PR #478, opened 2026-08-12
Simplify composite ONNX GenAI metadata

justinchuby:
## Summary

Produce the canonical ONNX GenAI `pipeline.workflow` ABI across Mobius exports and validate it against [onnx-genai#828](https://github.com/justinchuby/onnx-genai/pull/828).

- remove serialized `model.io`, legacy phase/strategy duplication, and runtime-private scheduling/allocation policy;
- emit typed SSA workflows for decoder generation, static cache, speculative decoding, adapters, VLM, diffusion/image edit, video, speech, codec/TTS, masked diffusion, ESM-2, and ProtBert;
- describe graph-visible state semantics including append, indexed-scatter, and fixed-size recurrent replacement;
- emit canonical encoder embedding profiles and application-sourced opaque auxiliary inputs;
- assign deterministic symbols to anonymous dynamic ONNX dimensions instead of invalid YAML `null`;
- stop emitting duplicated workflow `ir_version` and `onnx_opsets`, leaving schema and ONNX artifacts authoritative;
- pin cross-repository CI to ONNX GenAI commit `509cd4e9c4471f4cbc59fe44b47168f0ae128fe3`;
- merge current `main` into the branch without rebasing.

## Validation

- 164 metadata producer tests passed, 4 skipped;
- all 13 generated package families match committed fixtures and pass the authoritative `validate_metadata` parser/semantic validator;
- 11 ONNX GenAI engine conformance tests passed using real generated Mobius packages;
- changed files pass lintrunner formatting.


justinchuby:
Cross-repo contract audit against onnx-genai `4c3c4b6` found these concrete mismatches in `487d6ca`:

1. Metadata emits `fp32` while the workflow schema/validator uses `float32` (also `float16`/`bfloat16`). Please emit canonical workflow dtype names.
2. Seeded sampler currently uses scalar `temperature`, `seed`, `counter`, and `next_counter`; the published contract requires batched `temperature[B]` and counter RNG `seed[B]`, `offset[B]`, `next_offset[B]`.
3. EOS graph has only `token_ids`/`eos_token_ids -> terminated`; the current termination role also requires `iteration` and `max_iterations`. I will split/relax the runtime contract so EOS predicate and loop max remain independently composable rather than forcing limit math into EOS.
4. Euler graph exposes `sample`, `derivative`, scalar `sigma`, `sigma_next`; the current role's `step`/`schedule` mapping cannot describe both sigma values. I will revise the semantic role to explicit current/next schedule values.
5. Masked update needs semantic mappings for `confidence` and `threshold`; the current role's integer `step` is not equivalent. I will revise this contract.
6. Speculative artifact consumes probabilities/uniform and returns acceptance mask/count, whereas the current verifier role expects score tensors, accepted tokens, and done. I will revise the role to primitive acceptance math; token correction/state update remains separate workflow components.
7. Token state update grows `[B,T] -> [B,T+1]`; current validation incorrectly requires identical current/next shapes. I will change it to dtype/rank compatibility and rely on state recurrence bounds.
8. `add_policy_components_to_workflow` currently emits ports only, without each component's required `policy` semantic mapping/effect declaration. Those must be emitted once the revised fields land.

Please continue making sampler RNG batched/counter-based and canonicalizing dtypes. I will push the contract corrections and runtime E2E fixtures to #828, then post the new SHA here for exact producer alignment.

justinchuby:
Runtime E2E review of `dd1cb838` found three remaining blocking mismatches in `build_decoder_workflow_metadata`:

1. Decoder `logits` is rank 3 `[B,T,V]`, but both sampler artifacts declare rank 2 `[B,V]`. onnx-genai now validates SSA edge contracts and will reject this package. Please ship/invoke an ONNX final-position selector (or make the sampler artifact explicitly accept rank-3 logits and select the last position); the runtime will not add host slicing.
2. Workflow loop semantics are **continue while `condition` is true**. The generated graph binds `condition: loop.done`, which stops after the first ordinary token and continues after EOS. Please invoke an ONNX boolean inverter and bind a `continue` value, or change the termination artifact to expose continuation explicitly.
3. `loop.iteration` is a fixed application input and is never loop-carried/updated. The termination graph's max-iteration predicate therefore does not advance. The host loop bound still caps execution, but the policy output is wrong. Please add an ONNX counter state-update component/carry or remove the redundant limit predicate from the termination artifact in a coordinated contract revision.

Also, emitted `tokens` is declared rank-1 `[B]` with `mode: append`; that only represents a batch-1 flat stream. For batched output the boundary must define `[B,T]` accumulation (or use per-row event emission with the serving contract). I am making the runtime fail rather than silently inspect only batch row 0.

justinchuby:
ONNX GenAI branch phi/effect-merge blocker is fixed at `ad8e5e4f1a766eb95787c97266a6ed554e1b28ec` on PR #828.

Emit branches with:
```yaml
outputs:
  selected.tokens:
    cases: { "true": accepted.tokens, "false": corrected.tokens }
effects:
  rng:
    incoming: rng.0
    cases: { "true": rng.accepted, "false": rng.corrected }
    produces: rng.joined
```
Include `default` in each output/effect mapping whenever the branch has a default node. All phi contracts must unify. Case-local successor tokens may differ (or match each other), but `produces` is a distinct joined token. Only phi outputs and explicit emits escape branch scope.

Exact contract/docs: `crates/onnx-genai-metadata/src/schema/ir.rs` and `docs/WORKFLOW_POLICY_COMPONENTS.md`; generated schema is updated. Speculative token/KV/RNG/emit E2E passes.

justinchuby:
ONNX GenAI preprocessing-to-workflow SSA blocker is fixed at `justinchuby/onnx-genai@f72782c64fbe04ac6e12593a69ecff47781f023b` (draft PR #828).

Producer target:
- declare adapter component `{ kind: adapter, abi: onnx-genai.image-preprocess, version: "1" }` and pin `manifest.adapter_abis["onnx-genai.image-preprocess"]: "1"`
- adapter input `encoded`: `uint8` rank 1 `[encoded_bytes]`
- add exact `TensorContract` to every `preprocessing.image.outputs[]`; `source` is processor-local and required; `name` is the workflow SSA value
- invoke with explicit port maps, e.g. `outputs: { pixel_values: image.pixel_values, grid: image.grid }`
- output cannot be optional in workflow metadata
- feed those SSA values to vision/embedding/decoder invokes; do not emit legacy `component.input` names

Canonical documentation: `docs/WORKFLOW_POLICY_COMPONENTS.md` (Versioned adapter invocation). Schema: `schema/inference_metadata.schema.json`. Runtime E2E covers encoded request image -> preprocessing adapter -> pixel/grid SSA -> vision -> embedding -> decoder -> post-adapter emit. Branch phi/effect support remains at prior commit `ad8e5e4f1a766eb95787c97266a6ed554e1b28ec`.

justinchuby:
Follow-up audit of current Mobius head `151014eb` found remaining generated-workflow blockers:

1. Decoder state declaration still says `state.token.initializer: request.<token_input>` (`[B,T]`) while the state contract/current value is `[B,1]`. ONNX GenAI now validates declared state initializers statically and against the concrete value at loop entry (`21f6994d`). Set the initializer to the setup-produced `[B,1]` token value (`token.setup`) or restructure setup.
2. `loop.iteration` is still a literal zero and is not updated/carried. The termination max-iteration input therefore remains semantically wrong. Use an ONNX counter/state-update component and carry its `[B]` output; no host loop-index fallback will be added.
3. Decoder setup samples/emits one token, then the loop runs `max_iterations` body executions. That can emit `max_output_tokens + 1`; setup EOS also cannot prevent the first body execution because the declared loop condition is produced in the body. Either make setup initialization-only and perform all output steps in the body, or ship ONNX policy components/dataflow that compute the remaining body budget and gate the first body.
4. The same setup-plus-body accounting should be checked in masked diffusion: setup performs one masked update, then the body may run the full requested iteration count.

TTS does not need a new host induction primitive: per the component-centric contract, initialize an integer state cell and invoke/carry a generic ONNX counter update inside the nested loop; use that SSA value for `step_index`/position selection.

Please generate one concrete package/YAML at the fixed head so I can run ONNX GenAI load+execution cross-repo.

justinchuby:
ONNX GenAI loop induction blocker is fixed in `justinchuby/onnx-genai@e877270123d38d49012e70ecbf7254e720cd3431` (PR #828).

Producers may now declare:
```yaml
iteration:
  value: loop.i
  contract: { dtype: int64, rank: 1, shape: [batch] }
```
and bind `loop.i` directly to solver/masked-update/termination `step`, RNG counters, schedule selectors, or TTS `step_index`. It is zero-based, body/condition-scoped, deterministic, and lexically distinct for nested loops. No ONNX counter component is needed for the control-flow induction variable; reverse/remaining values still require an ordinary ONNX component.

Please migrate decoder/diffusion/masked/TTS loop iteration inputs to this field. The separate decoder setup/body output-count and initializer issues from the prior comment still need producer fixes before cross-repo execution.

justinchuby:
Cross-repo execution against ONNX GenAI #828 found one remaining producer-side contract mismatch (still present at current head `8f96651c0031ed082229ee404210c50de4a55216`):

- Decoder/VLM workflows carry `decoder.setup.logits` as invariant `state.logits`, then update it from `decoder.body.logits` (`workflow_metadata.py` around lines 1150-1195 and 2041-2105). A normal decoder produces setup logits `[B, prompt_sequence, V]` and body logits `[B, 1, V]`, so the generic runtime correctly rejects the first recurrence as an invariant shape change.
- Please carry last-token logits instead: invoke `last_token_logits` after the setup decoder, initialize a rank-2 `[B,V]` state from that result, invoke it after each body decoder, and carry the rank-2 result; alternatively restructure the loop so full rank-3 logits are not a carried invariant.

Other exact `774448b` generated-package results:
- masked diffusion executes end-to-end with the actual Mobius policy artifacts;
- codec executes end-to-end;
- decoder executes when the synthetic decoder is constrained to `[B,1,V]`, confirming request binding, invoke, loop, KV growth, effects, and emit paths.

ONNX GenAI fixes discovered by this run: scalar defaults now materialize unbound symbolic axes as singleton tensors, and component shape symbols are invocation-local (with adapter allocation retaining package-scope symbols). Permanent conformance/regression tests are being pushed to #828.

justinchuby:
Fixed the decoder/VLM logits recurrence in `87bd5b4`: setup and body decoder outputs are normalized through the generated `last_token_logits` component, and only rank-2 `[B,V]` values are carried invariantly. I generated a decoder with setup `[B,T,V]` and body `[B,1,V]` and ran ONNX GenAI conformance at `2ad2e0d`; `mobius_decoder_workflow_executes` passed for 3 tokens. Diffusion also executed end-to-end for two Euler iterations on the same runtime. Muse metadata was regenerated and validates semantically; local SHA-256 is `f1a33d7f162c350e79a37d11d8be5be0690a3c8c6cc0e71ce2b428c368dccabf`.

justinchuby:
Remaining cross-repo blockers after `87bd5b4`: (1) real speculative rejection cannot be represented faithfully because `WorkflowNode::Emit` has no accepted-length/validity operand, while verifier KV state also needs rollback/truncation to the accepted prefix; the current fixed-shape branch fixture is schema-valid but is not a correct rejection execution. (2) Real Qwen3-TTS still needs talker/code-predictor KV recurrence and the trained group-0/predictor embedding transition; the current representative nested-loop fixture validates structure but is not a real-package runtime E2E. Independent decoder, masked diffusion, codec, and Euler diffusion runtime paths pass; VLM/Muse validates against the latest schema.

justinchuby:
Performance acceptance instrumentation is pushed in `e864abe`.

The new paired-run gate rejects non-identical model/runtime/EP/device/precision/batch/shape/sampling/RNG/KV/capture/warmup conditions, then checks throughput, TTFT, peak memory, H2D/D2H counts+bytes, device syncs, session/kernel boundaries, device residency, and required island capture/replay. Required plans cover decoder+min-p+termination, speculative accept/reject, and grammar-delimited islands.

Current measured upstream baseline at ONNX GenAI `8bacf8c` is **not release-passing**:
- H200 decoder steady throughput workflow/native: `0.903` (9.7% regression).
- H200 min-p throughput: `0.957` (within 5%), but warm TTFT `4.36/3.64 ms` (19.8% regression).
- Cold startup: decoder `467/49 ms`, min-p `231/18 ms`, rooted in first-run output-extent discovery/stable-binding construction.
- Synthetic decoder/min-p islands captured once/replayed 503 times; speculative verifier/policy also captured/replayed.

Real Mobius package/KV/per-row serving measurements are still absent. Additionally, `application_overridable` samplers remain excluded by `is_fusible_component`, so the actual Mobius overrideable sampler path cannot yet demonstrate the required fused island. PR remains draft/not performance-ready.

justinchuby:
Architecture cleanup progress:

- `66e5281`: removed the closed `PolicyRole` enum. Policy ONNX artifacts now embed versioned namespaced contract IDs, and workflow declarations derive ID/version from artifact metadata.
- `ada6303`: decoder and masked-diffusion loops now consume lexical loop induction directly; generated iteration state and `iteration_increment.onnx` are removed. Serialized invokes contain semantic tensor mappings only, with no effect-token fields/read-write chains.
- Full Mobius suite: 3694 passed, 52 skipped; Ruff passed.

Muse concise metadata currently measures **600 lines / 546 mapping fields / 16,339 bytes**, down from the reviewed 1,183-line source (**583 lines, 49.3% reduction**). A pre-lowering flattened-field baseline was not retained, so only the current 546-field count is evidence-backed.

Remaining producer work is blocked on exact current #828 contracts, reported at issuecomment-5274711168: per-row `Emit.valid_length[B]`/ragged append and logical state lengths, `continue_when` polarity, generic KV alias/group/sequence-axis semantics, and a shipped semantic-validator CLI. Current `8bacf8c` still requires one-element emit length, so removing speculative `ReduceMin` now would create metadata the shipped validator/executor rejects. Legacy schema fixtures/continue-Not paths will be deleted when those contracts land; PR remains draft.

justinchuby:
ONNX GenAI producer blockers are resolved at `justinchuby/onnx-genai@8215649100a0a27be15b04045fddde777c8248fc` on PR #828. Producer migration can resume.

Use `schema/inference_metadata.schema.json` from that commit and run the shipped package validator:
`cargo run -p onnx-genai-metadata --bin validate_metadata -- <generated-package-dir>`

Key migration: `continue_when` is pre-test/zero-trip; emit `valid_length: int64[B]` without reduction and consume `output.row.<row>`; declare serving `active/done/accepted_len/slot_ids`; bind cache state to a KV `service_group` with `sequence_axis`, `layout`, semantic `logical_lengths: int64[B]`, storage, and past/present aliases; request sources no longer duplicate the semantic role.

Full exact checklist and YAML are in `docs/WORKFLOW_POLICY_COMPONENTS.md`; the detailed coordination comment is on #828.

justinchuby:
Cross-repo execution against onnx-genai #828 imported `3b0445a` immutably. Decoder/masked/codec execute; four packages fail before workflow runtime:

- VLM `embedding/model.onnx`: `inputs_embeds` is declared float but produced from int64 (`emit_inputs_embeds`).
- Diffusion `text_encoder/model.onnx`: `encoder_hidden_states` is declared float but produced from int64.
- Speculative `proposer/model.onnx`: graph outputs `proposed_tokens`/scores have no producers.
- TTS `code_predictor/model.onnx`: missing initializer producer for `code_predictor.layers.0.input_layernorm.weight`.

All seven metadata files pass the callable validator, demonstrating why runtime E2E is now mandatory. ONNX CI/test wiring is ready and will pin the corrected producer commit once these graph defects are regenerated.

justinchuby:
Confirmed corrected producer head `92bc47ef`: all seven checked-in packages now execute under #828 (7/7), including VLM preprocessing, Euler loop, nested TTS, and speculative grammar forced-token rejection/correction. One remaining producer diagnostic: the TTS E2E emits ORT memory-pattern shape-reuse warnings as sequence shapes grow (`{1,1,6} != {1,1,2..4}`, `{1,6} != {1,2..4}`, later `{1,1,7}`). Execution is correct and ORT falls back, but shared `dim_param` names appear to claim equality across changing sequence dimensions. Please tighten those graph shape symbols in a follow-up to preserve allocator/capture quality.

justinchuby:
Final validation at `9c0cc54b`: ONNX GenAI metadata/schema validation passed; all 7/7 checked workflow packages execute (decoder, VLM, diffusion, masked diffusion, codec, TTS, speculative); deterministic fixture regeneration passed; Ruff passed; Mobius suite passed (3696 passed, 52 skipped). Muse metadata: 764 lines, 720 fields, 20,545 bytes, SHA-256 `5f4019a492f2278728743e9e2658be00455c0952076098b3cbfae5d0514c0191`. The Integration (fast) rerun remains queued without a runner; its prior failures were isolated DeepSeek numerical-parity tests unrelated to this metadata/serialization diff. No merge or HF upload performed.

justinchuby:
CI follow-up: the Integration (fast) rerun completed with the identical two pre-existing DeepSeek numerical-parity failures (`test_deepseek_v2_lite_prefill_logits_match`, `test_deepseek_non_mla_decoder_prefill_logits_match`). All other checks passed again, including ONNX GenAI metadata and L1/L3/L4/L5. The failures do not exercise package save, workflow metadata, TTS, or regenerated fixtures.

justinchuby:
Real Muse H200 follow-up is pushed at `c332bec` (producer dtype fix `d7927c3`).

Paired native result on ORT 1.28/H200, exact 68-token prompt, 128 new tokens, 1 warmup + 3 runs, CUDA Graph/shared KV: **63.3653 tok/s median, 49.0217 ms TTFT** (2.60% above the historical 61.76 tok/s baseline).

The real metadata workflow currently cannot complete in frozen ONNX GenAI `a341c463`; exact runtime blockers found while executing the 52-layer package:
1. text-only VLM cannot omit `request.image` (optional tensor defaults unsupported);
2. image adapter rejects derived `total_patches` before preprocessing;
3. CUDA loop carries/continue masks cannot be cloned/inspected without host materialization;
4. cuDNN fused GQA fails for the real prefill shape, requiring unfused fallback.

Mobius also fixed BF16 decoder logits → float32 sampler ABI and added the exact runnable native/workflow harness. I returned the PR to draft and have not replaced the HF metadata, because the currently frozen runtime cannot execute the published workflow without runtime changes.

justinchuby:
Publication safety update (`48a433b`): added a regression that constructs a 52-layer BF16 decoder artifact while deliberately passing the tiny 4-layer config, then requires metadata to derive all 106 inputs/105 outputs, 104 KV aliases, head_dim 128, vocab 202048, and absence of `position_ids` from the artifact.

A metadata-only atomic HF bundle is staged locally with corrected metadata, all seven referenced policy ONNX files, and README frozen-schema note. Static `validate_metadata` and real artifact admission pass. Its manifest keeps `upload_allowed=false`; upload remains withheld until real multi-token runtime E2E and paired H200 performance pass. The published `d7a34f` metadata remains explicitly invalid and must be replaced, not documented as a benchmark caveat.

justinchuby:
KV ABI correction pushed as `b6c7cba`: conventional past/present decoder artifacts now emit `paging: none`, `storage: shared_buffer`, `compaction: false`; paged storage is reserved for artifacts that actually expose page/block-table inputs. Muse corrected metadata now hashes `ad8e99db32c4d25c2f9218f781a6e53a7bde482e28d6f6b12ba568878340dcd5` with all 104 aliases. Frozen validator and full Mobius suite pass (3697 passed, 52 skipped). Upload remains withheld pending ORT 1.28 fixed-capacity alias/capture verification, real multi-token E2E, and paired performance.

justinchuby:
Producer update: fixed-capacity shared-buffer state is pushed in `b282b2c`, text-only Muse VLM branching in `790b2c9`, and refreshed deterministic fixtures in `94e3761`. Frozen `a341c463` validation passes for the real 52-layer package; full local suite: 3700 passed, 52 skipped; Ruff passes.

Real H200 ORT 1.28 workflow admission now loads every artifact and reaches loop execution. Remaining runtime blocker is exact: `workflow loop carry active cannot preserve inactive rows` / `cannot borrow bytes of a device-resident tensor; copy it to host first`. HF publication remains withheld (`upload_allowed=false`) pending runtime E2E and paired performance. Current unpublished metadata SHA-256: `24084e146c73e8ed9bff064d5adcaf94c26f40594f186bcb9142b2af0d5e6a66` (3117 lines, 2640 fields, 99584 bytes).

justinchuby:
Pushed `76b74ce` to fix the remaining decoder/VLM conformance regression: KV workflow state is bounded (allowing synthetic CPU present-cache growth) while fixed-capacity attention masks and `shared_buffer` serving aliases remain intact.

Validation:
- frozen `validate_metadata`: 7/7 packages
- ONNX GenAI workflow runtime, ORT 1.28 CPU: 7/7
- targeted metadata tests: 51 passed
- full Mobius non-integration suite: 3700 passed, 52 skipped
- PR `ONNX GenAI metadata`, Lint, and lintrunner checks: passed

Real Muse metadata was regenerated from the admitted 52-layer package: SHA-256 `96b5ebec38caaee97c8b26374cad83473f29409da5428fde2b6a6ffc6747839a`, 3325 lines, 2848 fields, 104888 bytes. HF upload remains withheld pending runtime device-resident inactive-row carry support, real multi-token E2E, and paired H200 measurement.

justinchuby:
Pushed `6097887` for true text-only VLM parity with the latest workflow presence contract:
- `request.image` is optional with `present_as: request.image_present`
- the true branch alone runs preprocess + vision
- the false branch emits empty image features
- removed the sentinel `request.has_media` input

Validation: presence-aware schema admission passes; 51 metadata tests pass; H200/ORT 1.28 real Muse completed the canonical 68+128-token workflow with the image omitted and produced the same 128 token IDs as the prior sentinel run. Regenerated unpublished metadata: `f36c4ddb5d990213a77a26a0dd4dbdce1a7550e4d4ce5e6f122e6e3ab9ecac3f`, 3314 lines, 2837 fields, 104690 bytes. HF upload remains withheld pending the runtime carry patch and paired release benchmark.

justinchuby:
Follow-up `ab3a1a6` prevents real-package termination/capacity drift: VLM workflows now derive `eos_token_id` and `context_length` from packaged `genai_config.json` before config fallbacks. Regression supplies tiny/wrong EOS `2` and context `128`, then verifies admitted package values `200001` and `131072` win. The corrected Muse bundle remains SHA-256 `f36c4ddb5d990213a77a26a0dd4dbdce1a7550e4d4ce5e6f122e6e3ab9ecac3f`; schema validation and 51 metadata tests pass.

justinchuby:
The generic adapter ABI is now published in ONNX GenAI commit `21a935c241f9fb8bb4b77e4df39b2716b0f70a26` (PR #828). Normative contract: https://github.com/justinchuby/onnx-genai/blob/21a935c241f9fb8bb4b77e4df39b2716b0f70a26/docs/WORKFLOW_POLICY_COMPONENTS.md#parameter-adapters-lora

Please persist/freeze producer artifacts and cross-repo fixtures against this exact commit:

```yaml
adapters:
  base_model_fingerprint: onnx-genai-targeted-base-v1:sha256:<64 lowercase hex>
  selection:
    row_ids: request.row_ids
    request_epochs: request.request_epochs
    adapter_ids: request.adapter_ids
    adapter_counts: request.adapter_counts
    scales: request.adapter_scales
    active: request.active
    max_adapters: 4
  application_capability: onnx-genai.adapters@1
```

_ACTION ITEM_: Once you find the line with "- H200 decoder" above, print it and every line after it up to and including the line with "Muse concise metadata", exactly as written and nothing else.

_WRITTEN REPLY_:
- H200 decoder steady throughput workflow/native: `0.903` (9.7% regression).
- H200 min-p throughput: `0.957` (within 5%), but warm TTFT `4.36/3.64 ms` (19.8% regression).
- Cold startup: decoder `467/49 ms`, min-p `231/18 ms`, rooted in first-run output-extent discovery/stable-binding construction.
- Synthetic decoder/min-p islands captured once/replayed 503 times; speculative verifier/policy also captured/replayed.

Real Mobius package/KV/per-row serving measurements are still absent. Additionally, `application_overridable` samplers remain excluded by `is_fusible_component`, so the actual Mobius overrideable sampler path cannot yet demonstrate the required fused island. PR remains draft/not performance-ready.

justinchuby:
Architecture cleanup progress:

- `66e5281`: removed the closed `PolicyRole` enum. Policy ONNX artifacts now embed versioned namespaced contract IDs, and workflow declarations derive ID/version from artifact metadata.
- `ada6303`: decoder and masked-diffusion loops now consume lexical loop induction directly; generated iteration state and `iteration_increment.onnx` are removed. Serialized invokes contain semantic tensor mappings only, with no effect-token fields/read-write chains.
- Full Mobius suite: 3694 passed, 52 skipped; Ruff passed.

Muse concise metadata currently measures **600 lines / 546 mapping fields / 16,339 bytes**, down from the reviewed 1,183-line source (**583 lines, 49.3% reduction**). A pre-lowering flattened-field baseline was not retained, so only the current 546-field count is evidence-backed.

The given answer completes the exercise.